WORK REQUIRED ▸
Among the entries below, extract exactly the lines that run from the one with "PR #2428, opened 2026-07-05" through the one with "-41,8 +41,9 @@", both ends included.

· · ·

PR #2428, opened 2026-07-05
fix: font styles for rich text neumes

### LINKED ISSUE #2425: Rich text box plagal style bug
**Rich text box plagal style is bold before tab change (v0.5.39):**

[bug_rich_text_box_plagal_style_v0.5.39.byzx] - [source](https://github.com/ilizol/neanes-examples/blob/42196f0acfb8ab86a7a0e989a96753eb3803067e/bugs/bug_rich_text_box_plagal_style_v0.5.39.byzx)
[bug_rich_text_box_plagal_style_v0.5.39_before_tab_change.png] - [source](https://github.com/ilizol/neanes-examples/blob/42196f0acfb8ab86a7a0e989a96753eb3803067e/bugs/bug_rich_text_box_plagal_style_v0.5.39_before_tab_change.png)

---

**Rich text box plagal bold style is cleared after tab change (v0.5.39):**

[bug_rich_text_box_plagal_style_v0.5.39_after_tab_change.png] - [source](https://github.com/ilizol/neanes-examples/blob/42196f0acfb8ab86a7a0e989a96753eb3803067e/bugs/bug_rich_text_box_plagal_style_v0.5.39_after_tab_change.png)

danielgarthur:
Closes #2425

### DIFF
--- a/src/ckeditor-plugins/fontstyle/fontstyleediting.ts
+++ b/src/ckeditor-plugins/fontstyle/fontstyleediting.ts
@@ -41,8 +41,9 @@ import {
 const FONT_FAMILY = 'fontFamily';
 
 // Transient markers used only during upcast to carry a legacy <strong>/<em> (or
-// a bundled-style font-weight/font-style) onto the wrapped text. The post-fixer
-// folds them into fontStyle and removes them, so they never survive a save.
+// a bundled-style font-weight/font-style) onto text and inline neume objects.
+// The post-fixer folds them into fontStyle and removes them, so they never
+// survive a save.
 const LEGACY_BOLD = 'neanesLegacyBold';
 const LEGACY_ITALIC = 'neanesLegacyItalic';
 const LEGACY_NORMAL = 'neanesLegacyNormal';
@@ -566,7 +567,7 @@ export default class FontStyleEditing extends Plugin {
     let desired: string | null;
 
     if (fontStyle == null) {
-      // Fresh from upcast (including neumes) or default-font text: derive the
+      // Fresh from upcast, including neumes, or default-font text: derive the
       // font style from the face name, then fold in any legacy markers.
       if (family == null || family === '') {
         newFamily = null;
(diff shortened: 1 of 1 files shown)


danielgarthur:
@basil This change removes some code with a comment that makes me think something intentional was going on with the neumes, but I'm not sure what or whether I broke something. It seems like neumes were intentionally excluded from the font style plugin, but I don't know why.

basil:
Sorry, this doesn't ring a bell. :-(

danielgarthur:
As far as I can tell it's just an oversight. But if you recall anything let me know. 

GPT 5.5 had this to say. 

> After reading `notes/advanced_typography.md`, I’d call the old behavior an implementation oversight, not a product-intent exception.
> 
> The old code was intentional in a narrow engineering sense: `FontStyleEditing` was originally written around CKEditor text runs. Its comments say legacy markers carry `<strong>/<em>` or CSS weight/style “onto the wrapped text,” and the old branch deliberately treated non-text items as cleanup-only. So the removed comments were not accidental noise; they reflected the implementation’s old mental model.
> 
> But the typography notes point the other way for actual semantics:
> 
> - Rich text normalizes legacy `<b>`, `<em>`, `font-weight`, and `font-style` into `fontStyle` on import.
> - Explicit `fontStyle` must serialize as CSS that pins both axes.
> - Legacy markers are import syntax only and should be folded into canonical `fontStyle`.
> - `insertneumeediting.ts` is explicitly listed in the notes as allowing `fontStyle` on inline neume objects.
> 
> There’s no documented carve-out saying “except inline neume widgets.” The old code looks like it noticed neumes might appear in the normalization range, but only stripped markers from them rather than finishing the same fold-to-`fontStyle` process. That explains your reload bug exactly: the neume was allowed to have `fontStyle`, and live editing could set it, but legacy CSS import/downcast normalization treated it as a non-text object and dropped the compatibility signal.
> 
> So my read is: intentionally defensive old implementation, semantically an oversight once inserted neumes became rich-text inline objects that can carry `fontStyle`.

· · ·

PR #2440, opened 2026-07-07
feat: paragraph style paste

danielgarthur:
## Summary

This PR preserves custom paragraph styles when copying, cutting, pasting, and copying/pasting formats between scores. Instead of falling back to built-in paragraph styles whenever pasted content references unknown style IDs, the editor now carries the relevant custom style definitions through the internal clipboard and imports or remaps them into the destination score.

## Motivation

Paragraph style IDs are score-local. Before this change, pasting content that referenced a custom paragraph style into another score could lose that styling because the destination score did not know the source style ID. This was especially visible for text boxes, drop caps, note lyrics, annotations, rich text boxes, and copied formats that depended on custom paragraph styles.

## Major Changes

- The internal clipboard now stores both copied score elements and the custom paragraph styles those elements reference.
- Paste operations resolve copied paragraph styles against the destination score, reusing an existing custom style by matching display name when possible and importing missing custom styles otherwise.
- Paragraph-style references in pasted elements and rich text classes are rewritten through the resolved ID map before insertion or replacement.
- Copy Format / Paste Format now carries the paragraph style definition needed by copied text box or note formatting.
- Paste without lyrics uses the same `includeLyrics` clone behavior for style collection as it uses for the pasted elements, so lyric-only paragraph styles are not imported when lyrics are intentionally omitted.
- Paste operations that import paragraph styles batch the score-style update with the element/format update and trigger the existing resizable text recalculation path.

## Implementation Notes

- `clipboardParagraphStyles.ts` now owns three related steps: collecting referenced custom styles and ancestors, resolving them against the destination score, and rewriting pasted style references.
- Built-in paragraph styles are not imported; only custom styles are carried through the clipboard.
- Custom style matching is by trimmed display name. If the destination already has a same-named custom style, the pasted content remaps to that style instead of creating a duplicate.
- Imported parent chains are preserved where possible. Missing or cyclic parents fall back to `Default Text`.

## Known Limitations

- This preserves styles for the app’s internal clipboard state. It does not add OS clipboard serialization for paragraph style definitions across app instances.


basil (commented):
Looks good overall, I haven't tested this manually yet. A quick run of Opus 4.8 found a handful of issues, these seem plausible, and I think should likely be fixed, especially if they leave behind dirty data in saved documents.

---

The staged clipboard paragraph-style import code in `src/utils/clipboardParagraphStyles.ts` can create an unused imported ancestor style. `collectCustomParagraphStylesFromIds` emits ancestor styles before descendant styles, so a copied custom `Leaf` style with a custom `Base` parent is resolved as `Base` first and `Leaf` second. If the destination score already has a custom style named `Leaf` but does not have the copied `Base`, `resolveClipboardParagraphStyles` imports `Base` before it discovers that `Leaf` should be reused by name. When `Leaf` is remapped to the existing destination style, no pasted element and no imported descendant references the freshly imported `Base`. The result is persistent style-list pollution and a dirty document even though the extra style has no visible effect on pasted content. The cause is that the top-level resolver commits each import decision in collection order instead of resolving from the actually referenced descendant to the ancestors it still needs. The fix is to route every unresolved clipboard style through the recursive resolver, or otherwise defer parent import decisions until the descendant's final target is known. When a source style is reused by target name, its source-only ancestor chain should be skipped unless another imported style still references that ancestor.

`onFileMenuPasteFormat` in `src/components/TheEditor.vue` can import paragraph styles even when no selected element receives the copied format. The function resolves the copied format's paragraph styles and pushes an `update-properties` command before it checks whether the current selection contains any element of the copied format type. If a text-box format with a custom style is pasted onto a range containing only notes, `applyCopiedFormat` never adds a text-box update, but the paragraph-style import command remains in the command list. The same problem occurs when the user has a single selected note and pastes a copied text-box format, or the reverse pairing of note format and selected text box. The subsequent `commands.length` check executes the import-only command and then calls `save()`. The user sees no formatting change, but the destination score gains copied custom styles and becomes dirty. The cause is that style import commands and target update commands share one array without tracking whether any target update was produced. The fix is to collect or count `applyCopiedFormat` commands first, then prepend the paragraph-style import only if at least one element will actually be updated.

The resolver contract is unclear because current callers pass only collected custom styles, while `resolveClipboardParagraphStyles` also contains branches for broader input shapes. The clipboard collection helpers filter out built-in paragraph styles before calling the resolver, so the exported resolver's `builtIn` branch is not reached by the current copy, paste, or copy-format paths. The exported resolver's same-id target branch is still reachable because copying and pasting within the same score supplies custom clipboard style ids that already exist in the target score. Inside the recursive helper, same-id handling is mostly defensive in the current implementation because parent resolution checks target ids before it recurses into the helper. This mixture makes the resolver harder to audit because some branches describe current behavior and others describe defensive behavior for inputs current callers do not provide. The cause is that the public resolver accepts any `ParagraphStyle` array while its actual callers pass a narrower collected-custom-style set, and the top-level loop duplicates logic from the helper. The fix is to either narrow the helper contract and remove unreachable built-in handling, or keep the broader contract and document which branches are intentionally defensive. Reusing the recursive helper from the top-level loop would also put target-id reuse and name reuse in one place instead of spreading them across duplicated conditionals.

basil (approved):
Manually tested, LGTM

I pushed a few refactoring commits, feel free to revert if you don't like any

· · ·

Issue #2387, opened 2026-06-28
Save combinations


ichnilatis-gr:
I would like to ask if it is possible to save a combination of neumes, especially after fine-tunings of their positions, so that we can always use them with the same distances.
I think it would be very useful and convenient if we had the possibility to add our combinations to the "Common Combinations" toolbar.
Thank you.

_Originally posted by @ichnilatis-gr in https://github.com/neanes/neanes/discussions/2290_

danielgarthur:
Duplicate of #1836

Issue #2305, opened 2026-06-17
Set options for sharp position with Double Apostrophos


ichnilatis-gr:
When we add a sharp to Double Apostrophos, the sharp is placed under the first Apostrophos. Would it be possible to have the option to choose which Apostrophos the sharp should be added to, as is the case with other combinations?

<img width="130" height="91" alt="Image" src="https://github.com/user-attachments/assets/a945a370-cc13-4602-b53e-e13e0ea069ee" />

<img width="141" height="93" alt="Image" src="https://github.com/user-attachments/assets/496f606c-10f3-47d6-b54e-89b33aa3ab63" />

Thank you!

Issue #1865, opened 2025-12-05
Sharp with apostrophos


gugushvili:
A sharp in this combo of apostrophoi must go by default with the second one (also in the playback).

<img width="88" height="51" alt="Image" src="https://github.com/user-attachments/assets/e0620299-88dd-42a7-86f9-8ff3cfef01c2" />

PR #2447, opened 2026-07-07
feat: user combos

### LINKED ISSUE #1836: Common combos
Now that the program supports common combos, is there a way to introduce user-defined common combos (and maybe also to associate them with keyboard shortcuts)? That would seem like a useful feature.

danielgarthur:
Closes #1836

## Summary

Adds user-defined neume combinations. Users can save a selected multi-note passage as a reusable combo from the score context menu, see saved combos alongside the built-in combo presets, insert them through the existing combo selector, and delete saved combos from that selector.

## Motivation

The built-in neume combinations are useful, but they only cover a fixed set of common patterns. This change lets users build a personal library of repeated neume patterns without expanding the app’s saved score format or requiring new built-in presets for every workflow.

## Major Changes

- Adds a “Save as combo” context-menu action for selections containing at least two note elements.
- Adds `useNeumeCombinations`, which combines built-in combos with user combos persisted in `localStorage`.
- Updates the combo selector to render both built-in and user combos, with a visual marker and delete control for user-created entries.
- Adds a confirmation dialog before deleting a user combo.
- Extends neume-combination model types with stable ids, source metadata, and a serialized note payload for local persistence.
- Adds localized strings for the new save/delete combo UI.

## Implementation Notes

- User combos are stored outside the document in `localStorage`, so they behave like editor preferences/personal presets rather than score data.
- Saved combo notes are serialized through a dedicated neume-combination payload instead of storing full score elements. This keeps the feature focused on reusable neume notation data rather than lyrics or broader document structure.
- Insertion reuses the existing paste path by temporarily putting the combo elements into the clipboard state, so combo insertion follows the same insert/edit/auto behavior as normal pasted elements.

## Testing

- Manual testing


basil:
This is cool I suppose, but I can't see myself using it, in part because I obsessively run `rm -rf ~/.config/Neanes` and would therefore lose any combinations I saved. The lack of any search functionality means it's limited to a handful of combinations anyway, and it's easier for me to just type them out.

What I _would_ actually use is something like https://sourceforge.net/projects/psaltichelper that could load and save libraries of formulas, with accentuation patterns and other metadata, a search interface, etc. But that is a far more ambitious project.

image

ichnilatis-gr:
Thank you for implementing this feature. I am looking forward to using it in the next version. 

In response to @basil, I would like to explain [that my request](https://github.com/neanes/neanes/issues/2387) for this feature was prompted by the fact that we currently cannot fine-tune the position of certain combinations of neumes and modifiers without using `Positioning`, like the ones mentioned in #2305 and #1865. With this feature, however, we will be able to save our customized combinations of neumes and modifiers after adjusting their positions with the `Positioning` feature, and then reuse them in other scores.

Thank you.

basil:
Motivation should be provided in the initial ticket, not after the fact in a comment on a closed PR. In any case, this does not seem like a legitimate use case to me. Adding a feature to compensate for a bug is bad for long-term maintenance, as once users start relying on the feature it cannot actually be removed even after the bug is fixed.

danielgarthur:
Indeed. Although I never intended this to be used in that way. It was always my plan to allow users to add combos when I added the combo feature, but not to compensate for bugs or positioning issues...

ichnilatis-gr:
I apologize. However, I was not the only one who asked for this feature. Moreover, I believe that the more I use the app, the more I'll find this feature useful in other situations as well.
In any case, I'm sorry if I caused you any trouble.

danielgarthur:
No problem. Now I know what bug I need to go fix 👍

· · ·

ANSWER FOR THE TASK ▸
PR #2428, opened 2026-07-05
fix: font styles for rich text neumes

### LINKED ISSUE #2425: Rich text box plagal style bug
**Rich text box plagal style is bold before tab change (v0.5.39):**

[bug_rich_text_box_plagal_style_v0.5.39.byzx] - [source](https://github.com/ilizol/neanes-examples/blob/42196f0acfb8ab86a7a0e989a96753eb3803067e/bugs/bug_rich_text_box_plagal_style_v0.5.39.byzx)
[bug_rich_text_box_plagal_style_v0.5.39_before_tab_change.png] - [source](https://github.com/ilizol/neanes-examples/blob/42196f0acfb8ab86a7a0e989a96753eb3803067e/bugs/bug_rich_text_box_plagal_style_v0.5.39_before_tab_change.png)

---

**Rich text box plagal bold style is cleared after tab change (v0.5.39):**

[bug_rich_text_box_plagal_style_v0.5.39_after_tab_change.png] - [source](https://github.com/ilizol/neanes-examples/blob/42196f0acfb8ab86a7a0e989a96753eb3803067e/bugs/bug_rich_text_box_plagal_style_v0.5.39_after_tab_change.png)

danielgarthur:
Closes #2425

### DIFF
--- a/src/ckeditor-plugins/fontstyle/fontstyleediting.ts
+++ b/src/ckeditor-plugins/fontstyle/fontstyleediting.ts
@@ -41,8 +41,9 @@ import {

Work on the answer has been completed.